Innovative in both its subject matter and the way it was shot, Tangerine focuses on Sin-Dee Rella, a trans woman who has just got out of prison and suspects her boyfriend has been cheating on her. It sounds bleak, but the dialogue crackles and it's incredibly funny. The film was shot with three iPhone 5s, showing how accessible filmmaking has become in our era.

5

'Thelma & Louise'

This was Callie Khouri's first screenplay, and she went on to win a Best Original Screenplay Oscar for it. Focused on a female friendship, it swerved the usual rom-com ending expected of a film starring two women. Instead of embracing their relationships with men, the female outlaws would rather continue along their own path, no matter how deadly that gets.

6

'The Watermelon Woman'

In Cheryl Dunye's fake documentary, the lead is Cheryl, a black lesbian holding down a job in a video store while simultaneously trying to craft a film about a black actor in the '30s, who is never credited by name for her work, but, in one film she watches, is referred to as the "Watermelon woman." Cheryl decides to start sleuthing to figure out the woman's identity. According to The Boston Phoenix, this was the first feature film directed by an African-American lesbian filmmaker.

7

'9 to 5'

Long before Grace and Frankie hit our laptop screens, Lily Tomlin and Jane Fonda played alongside each other (and with Dolly Parton) in this 1980 comedy about three women in the workplace getting even with their "sexist, egotistical, lying, hypocritical bigot" boss.

8

'I Was A Teenage Serial Killer'

Made by underground filmmaker Sarah Jacobson, the movie focuses on a teenage girl who punishes sexism with violence. Speaking in 1998 to Film Vault about the movie, Jacobson said:

"I consider myself a feminist filmmaker, definitely. The whole reason I got into film was because I never saw cool girls in films that I liked. I have no fear of the word 'feminist.' I know that has certain negative connotations to some people, but then why should I let other people’s stupidity bully what I want to do, right?"

9

'The Hurt Locker'

The movie that made Kathryn Bigelow the first woman to win Best Director at the Oscars and that proved how empty stereotypes about women filmmakers could be. The Hurt Locker is anything but stereotypically feminine, with its focus on the Iraq War and psychological reactions to trauma.

10

'Jeanne Dielman, 23 Commerce Quay, 1080 Brussels'

Chantal Akerman's 1975 arthouse classic, focused on a lonely housewife who brings up her son alone on a wage earned by sex work, caused ripples from the moment it hit screens, with The New York Times calling it "first masterpiece of the feminine in the history of the cinema."

11

'Mad Max: Fury Road'

If you've watched this action movie, it won't be entirely surprising to you to learn that Vagina Monologues author Eve Ensler consulted on the movie and spoke to the cast about violence against women. Ensler said of her time on set:

"One out of three women on the planet will be raped or beaten in her lifetime — it's a central issue of our time, and that violence against women relates to racial and economic injustice.
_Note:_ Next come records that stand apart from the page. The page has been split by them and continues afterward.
PR #14002, opened 2018-08-06
Add table for supported build tools

### LINKED ISSUE #12097: Need compatibility chart for Spring Boot Gradle plugin with Gradle version
Gradle 4 introduces a completely new model of dependency management, as documented [here](https://docs.gradle.org/current/userguide/java_library_plugin.html#sec:java_library_configurations_graph). It appears that Spring Boot Gradle plugin 1.5.3 doesn't correctly work with builds using the new Gradle configurations. Even though a dependency is specified in `implementation`, it needs to be duplicated in `runtime`, otherwise we get a `ClassNotFoundException` at runtime when running the uber jar. Also, using `runtimeOnly` instead of `runtime` causes similar `ClassNotFoundException`.

This ticket is to have a compatibility chart in the documentation showing what version of the Boot plugin is supposed to work with what versions of Gradle. Without that, it seems like a c*apshoot, where the plugin may or may not work depending on the project configuration.

qct:


snicoll:
@qct thank you so much for your first contribution to Spring Boot. This is now merged in `1.5.x`, `2.0.x` and `master`.

PR #14003, opened 2018-08-06
Sync requiment of maven version with enforce rule, add a table

qct:
it's a correction to b75e58b70f416bd5e7cea4f26349bd2e43f2d20b, sync docs with enforce rule, and add a table.


wilkinsona:
Thanks for the PR, but it's only Spring Boot's own build that requires Maven 3.5+. Apps using Spring Boot are free to use Maven 3.2+. If #14002 is accepted, we'll pick up the proposed table when it is merged forwards.

PR #14015, opened 2018-08-07
Polish OnWebApplicationCondition

dreis2211:
Hi,

this PR avoids a superfluous ConditionMessage being created when the type in ConditionalOnWebApplication is explicitly set to REACTIVE or SERVLET. That made it also possible to further polish the respective method.

Let me know what you think.
Cheers,
Christoph


snicoll:
Thanks again @dreis2211 !

PR #14021, opened 2018-08-08
Kafka Streams AutoConfiguration

garyrussell:
If `kafka-streams` is on the classpath, auto configure Kafka Streams
`Properties`, set `@EnableKafkaStreams` and disable the factory
bean's `autoStartup` property.


spring-boot-project/spring-boot-autoconfigure/src/main/java/org/springframework/boot/autoconfigure/kafka/KafkaAutoConfiguration.java
```diff
@@ -138,4 +145,38 @@ public KafkaAdmin kafkaAdmin() {
 		return kafkaAdmin;
 	}
 
+	@Configuration
+	@ConditionalOnClass(StreamsBuilder.class)
+	public static class KafkaStreamsConfiguration {
+
+		@Bean(KafkaStreamsDefaultConfiguration.DEFAULT_STREAMS_CONFIG_BEAN_NAME)
+		public Properties defaultKafkaStreamsConfig(KafkaProperties properties) {
```
snicoll: I am not keen to expose a `@Bean` of type `Properties`, perhaps we could have a dedicated object for this or does the underlying configuration actually require this?

spring-boot-project/spring-boot-autoconfigure/src/main/java/org/springframework/boot/autoconfigure/kafka/KafkaAutoConfiguration.java
```diff
@@ -138,4 +145,38 @@ public KafkaAdmin kafkaAdmin() {
...
+					// trim [...] - revert to comma-delimited list
+					value = value.substring(1, value.length() - 1);
+				}
+				streamsConfig.put(k, value);
+			});
+			return streamsConfig;
+		}
+
+		@Bean
+		public Object kafkaStreamsFactoryBeanConfigurer(
```
snicoll: `Object` ?

spring-boot-project/spring-boot-autoconfigure/src/main/java/org/springframework/boot/autoconfigure/kafka/KafkaProperties.java
```diff
@@ -31,6 +31,7 @@
 import org.apache.kafka.common.config.SslConfigs;
 import org.apache.kafka.common.serialization.StringDeserializer;
 import org.apache.kafka.common.serialization.StringSerializer;
+import org.apache.kafka.streams.StreamsConfig;
```
snicoll: That requires Kafka streams to be on the classpath and, as I understand, this is an optional dependency on top of Kafka

spring-boot-project/spring-boot-autoconfigure/src/main/java/org/springframework/boot/autoconfigure/kafka/KafkaProperties.java
```diff
@@ -631,6 +651,137 @@ public void setFailFast(boolean failFast) {
...
+	 * High (and some medium) priority Streams properties and a general properties bucket.
+	 */
+	public static class Streams {
+
+		private final Ssl ssl = new Ssl();
+
+		/**
+		 * Kafka streams application.id property; default spring.application.name.
+		 */
+		private String applicationId = "${spring.application.name}";
```
snicoll: Is that supposed to be SpEL? I'd prefer if we perform that detection elsewhere (in the caller with access to the `Environment`.

spring-boot-project/spring-boot-autoconfigure/src/main/java/org/springframework/boot/autoconfigure/kafka/KafkaProperties.java
```diff
@@ -631,6 +651,137 @@ public void setFailFast(boolean failFast) {
...
+
+		/**
+		 * Whether or not to auto-start the streams factory bean; default false.
```
snicoll: We don't add default values to descriptions.

spring-boot-project/spring-boot-autoconfigure/src/main/java/org/springframework/boot/autoconfigure/kafka/KafkaProperties.java
```diff
@@ -631,6 +651,137 @@ public void setFailFast(boolean failFast) {
...
+		 */
+		private boolean autoStartup;
+
+		/**
+		 * Comma-delimited list of host:port pairs to use for establishing the initial
+		 * connection to the Kafka cluster.
+		 */
+		private List<String> bootstrapServers;
```
snicoll: I am confused. Is that streams specific? Yet this property doesn't indicate that's the case.

spring-boot-project/spring-boot-autoconfigure/src/main/java/org/springframework/boot/autoconfigure/kafka/KafkaProperties.java
```diff
@@ -631,6 +651,137 @@ public void setFailFast(boolean failFast) {
...
+		 */
+		private Integer cacheMaxBytesBuffering;
+
+		/**
+		 * ID to pass to the server when making requests. Used for server-side logging.
+		 */
+		private String clientId;
+
+		/**
+		 * The replication factor for change log topics and repartition topics created by
```
snicoll: Key descriptions do not start with "The", "A", etc.

spring-boot-project/spring-boot-docs/src/main/asciidoc/spring-boot-features.adoc
```diff
@@ -5587,6 +5587,39 @@ The following component creates a listener endpoint on the `someTopic` topic:
 	}
 ----
 
+[[boot-deatures-kafka-streams]]
+==== Kafka Streams
+
+Spring for Apache Kafka provides a factory bean to create a `StreamsBuilder` object and
+manage the lifecycle of its streams; the factory bean is created when
+`@EnableKafkaStreams` is present on a `@Configuration` class.
```
snicoll: I can see the auto-configuration enables that so something is not consistent. Perhaps the auto-configuration should check for the presence of `@EnableKafkaStreams` if that makes sense? (We don't do that for Kafka so perhaps that's the wrong idea).

spring-boot-project/spring-boot-autoconfigure/src/main/java/org/springframework/boot/autoconfigure/kafka/KafkaAutoConfiguration.java
garyrussell: Kafka deprecated the use of an immutable `StreamsConfig` in favor of a `Properties` object to configure the `StreamsBuilder`. I can add a wrapper class in spring-kafka if you prefer. 

https://jira.apache.org/jira/browse/KAFKA-6386

spring-boot-project/spring-boot-autoconfigure/src/main/java/org/springframework/boot/autoconfigure/kafka/KafkaAutoConfiguration.java
garyrussell: I used a `NullBean` (return null) to avoid creating an explicit `...Configurer` class just for this one property; I can do that if you prefer.

spring-boot-project/spring-boot-autoconfigure/src/main/java/org/springframework/boot/autoconfigure/kafka/KafkaProperties.java
garyrussell: I used a property placeholder which gets resolved as expected in the test case; I can move it to the caller.

spring-boot-project/spring-boot-autoconfigure/src/main/java/org/springframework/boot/autoconfigure/kafka/KafkaProperties.java
garyrussell: Since autoStartup is usually true by default; I thought it was important to add it here. The reason it's false is I don't want to start the factory bean for an existing Boot app that uses streams but doesn't use the auto configured infrastructure (start connects to Kafka).

I did mention it in the docs, however, so I can remove it here.

spring-boot-project/spring-boot-autoconfigure/src/main/java/org/springframework/boot/autoconfigure/kafka/KafkaProperties.java
garyrussell: This is similar to producer/consumer - we can add a global property and/or override at the component level - I will enhance these docs in all 3 places.

spring-boot-project/spring-boot-autoconfigure/src/main/java/org/springframework/boot/autoconfigure/kafka/KafkaProperties.java
garyrussell: OK; I simply copied the Kafka descriptions 😄

spring-boot-project/spring-boot-autoconfigure/src/main/java/org/springframework/boot/autoconfigure/kafka/KafkaProperties.java
garyrussell: Oops

spring-boot-project/spring-boot-docs/src/main/asciidoc/spring-boot-features.adoc
garyrussell: My mistake; I originally did not add `@EnableKafkaStreams` in the auto config because of the problem with auto-starting the factory bean.

I later added the autoStartup auto-config to prevent the FB from starting unless the user explicitly sets it, but failed to revisit the docs.

Which do you prefer - requiring a user-specified `@EnableKafkaStreams` or this autoStartup dance? I think I would prefer that the user adds the annotation, but that seems inconsistent with other practices.

spring-boot-project/spring-boot-autoconfigure/src/main/java/org/springframework/boot/autoconfigure/kafka/KafkaAutoConfiguration.java
snicoll: Yes please, `Properties` is way to generic to be exposed as a bean.

spring-boot-project/spring-boot-autoconfigure/src/main/java/org/springframework/boot/autoconfigure/kafka/KafkaAutoConfiguration.java
snicoll: I am not I understand what that means but I'd rather have something that backs off with a property type if we should do something.

spring-boot-project/spring-boot-autoconfigure/src/main/java/org/springframework/boot/autoconfigure/kafka/KafkaProperties.java
snicoll: We don't do property placeholder in properties. Yes please.

spring-boot-project/spring-boot-autoconfigure/src/main/java/org/springframework/boot/autoconfigure/kafka/KafkaProperties.java
snicoll: The point I was trying to make is that the metadata will already state the default is `false` (as inferred by the default value of the field). So your IDE will tell you it's false and having that in text is a duplicate that could potentially get out of sync.

Does that make sense?

spring-boot-project/spring-boot-docs/src/main/asciidoc/spring-boot-features.adoc
snicoll: I don't know really. I'd like this to be consistent. On the other hand, I don't know if adding `kafka-streams` is enough to trigger that behaviour. Since adding `spring-kafka` is enough for the kafka use case, I'd be tempted to say that's the same here (you need `spring-kafka` and `kafka-streams` anyway).

Any potential clash with Spring Cloud Stream and the kafka streams story there?

snicoll:
> kafka-streams is already in the pom:

Wow I totally missed that. It means we can remove our hard-coded version in initializr, sweet! 

Thanks for the feedback, let me know if you need help with any of this.

spring-boot-project/spring-boot-docs/src/main/asciidoc/spring-boot-features.adoc
garyrussell: I'll stick with the presence of the jar for consistency (and fix the configurer).

I will reach out to the SCSt team to make them aware of this.

garyrussell:
I pushed a PR for spring-kafka to avoid the `Properties` bean; I'll address your other comments when that is merged.

Thanks.

garyrussell:
@snicoll I addressed your concerns.

Please note that I am on PTO this week; if this needs more polishing, please reach out to @artembilan ; I will make him a collaborator on my fork so he can push to this PR.

Thanks, Gary

snicoll:
@garyrussell @artembilan I've changed my mind looking at the current proposal, please see 
1d113de for more details.

Given that `application.id` is mandatory, I feel that the current proposal is missing some context: let's assume you upgrade and you happen to have `kafka-streams` on the classpath and no application id (or `spring.application.name`). We auto-configure things automatically, configure a bean without `application.id` (invalid) and not start anything so "all is fine".

Now if you enable auto-startup, you have an exception deep down that tells you application.id is not set. The link to Spring Boot is not super obvious. I am not a huge fan of overriding the default value of `auto-startup`.

I've modified the initial proposal so that it requires `@EnableKafkaStreams` and we fail hard if the application id is not set (using a failure analyzer that tells you exactly what happened). The auto-startup flag has also been restored to its default value.

Concretely, nothing happens until `@EnableKafkaStreams` is set. When it's set, the configuration is validated upfront.

What do you think about this proposal? Does that make sense? Thanks!

garyrussell:
@snicoll LGTM - that was my original approach (user opt-in with `@EnableKafkaStreams`).

Since I thought that was inconsistent with other auto-config (adding `@Enable...` automatically), I went to the auto-startup dance.

I definitely prefer this solution, though.

Thanks!

snicoll:
Sweet, thanks for the feedback @garyrussell!

PR #14024, opened 2018-08-09
Polish ItemMetadata.buildName()

izeye:
This PR polishes `ItemMetadata.buildName()`.

Along the way, I noticed the current `prefix` handling which removes all trailing dots looks unusual, so I changed it to remove the last one only. I just judged it's not intentional by passing all tests but if it's intentional, please let me know. I'll revert it.


snicoll:
> Along the way, I noticed the current prefix handling which removes all trailing dots looks unusual

It is a bit silly. I think the intent was to be as lenient as possible in case of trailing dots but I guess we can give that a try in 2.1 and see if someone grumbles.

PR #13966, opened 2018-07-31
Make max swallow size easily configurable

ayudovin:
Now "maxSwallowSize" could be configurable via follow property: `spring.tomcat.max-swallow-size` 
this [enhancement](https://github.com/spring-projects/spring-boot/issues/6669)

Issue #6669, opened 2016-08-17
Make "MaxSwallowSize" more easily configurable


ghillert:
This is relevant for larger file-uploads and is hard to trace and may cause errors in your browser like `The connection was reset.`

The following StackOverflow post provides a solution:

http://stackoverflow.com/questions/35748022/multipart-file-maximum-size-exception-spring-boot-embbeded-tomcat

It would be good if Spring Boot would support this out of the box using:

`spring.http.multipart.max-swallow-size`

Ideally, the Boot `MultipartProperties` should also be smart enough so that a `max-file-size` or `max-request-size` that is larger than the `max-swallow-size` will either throw an error/warning or implicitly increase the `max-swallow-size` (Not sure if there are edge-cases against it, though.)

Also,  document the issue in the reference guide.

wilkinsona:
The swallow size isn't specific to file uploads. It's for any request with a large body. From the Tomcat docs:

> The maximum number of request body bytes (excluding transfer encoding overhead) that will be swallowed by Tomcat for an aborted upload. An aborted upload is when Tomcat knows that the request body is going to be ignored but the client still sends it. If Tomcat does not swallow the body the client is unlikely to see the response. If not specified the default of 2097152 (2 megabytes) will be used. A value of less than zero indicates that no limit should be enforced.

As such, it doesn't make sense for it to be a multipart property

Note that it's also only for an aborted upload so I'm not sure that it necessarily makes sense to enforce any relationship between the swallow size and the max file/request sizes for multipart uploads.

philwebb:
We could add this under `server.tomcat.` but it's a balance of how many of those we should add. You can do this with a `TomcatConnectorCustomizer` already.

snicoll:
Closing in favour of PR #13966

PR #14025, opened 2018-08-09
Align server.tomcat.max-swallow-size with Tomcat's default value

izeye:
This PR makes `server.tomcat.max-swallow-size` align with Tomcat's default value as I couldn't find any good reason to diverge from Tomcat's default value in the related issue (#6669), PR (#13966) and commits (0d40c5aeccacb3123d3d5b4eb4391031cddb4adf, a8b9718073ec997e3cd4f0a696ed65a4af33364a). If there's any good reason to diverge which I missed, feel free to close this PR.

See https://tomcat.apache.org/tomcat-9.0-doc/config/http.html


snicoll:
> If there's any good reason to diverge which I missed, feel free to close this PR.

Oh there is a perfectly good reason, my maths is foobar 😓-  I read `2 * 1024 * 1024` and thought I was very smart to use `4096` 🙄

Thank you again Johnny !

This movie takes those issues head-on."

12

'Alien'

The Guardian called her "the first action heroine," and it's hard to dispute it: Warrant Officer Ripley is the only person on board the commercial spacecraft Nostromo who is tough and logical enough to hold her own against the alien creature.

13

'Carmen Jones'

Carmen Jones (Dorothy Dandridge) shows up for work late one day at a parachute factory, gets into a fight with a co-worker who threatens to rat on her, and chaos ensues. Dandridge was the first African-American to be nominated for an Oscar for a leading role for her part in the film.

So, sure, things look bleak in the film industry for women. But life's just as full of highs as lows. Don't forget to celebrate the moments when women have enjoyed immense success in controlling their own depiction in movies.